> **Instructions to follow**
Range to output from the entries below: the line containing "- https://github.com/solo-io/gloo/pull/8538" through the line containing "## Follow-Up". Set it down exactly, ends included, nothing else.

> **Recorded data**
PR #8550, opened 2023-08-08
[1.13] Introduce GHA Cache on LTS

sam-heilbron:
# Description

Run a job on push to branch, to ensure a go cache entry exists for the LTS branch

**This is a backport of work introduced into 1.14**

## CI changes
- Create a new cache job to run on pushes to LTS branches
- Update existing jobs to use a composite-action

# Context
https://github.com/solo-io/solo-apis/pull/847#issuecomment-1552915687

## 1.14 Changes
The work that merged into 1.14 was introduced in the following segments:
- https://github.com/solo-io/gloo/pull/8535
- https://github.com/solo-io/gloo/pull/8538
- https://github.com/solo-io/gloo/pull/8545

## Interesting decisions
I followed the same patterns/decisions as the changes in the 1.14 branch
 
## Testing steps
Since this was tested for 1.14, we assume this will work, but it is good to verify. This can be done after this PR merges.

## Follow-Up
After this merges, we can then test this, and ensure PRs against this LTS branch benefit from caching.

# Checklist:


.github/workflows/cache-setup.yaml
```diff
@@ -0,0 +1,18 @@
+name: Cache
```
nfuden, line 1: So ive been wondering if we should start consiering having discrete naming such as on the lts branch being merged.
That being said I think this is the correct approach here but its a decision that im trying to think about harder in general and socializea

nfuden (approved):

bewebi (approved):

> **Answer section**
- https://github.com/solo-io/gloo/pull/8538
- https://github.com/solo-io/gloo/pull/8545

## Interesting decisions
I followed the same patterns/decisions as the changes in the 1.14 branch
 
## Testing steps
Since this was tested for 1.14, we assume this will work, but it is good to verify. This can be done after this PR merges.

## Follow-Up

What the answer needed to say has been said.